--- INPUT MATERIAL Enclosed Below ---
PR #344, opened 2022-01-26
Fix default exporter ref pointing to old release

KevinMGranger:
The v.1.4.0 release didn't have an updated default tag.

I've fixed that, and another step in the release process that was missing.


etsauer (approved):
LGTM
--- End of Enclosed INPUT MATERIAL ---
PROBLEM DETAILS>
List each line of the records that holds the string "release".

RESPONSE BELOW>
Fix default exporter ref pointing to old release
The v.1.4.0 release didn't have an updated default tag.
I've fixed that, and another step in the release process that was missing.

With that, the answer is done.